=== Task description ===
For the listing that follows, give again exactly the lines from the one with "PR #1990, opened 2025-01-22" to the one with "- Add a helper", including both.

━━━━━━━━━━━━━━━━

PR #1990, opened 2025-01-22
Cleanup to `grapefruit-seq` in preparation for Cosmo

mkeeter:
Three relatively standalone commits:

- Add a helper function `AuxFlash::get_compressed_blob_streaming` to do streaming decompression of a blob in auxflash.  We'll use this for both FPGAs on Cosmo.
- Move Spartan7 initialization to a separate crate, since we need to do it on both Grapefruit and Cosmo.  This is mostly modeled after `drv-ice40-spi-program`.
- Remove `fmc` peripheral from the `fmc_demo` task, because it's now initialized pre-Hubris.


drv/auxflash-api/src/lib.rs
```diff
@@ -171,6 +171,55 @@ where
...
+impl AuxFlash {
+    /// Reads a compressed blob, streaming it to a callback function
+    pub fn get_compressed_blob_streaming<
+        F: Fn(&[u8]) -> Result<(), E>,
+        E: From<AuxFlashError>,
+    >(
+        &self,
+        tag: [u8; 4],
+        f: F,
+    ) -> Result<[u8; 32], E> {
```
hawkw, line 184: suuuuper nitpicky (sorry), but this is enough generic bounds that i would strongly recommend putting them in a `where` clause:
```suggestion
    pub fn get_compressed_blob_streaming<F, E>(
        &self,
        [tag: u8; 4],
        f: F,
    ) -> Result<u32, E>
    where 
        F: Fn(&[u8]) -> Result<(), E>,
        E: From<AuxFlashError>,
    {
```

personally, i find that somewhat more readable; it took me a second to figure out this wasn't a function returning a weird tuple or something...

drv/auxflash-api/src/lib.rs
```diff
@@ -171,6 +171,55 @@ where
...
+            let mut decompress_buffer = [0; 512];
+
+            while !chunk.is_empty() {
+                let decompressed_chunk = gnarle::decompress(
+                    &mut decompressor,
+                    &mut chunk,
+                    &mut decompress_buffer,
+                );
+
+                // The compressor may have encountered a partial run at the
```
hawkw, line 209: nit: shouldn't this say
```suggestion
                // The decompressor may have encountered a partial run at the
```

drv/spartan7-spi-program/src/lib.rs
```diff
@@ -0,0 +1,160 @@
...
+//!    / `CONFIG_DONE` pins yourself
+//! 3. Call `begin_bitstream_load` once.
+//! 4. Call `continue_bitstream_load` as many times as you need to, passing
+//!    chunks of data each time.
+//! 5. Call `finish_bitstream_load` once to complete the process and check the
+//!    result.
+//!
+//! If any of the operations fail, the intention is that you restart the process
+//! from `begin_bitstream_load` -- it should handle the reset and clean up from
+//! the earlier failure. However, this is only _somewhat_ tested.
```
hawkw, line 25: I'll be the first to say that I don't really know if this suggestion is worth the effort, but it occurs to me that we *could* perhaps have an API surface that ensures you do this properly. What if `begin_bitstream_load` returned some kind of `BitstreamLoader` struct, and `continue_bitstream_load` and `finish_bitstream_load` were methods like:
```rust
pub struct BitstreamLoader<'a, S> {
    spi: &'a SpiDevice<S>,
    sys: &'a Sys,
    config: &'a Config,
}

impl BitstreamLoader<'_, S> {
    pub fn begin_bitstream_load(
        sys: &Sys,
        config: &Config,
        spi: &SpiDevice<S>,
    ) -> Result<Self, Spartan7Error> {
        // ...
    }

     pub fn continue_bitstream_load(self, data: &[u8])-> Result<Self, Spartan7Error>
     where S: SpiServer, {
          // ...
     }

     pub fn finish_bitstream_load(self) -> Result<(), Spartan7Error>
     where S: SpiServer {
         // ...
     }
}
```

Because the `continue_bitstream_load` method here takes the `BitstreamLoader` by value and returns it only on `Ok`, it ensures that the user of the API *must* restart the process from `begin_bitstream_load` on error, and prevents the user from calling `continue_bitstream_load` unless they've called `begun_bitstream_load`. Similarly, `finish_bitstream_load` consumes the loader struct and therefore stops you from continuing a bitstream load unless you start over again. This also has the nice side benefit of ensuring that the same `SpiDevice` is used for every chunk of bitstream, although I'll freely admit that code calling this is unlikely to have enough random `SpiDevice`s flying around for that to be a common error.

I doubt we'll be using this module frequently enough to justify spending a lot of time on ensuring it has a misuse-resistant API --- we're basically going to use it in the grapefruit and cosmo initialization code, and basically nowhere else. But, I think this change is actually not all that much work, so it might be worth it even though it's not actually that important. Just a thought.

━━━━━━━━━━━━━━━━

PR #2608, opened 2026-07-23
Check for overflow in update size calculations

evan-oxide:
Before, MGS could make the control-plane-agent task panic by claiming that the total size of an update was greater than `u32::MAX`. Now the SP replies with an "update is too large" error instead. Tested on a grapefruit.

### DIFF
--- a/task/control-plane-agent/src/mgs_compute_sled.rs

━━━━━━━━━━━━━━━━

=== Result ===
PR #1990, opened 2025-01-22
Cleanup to `grapefruit-seq` in preparation for Cosmo

mkeeter:
Three relatively standalone commits:

- Add a helper function `AuxFlash::get_compressed_blob_streaming` to do streaming decompression of a blob in auxflash.  We'll use this for both FPGAs on Cosmo.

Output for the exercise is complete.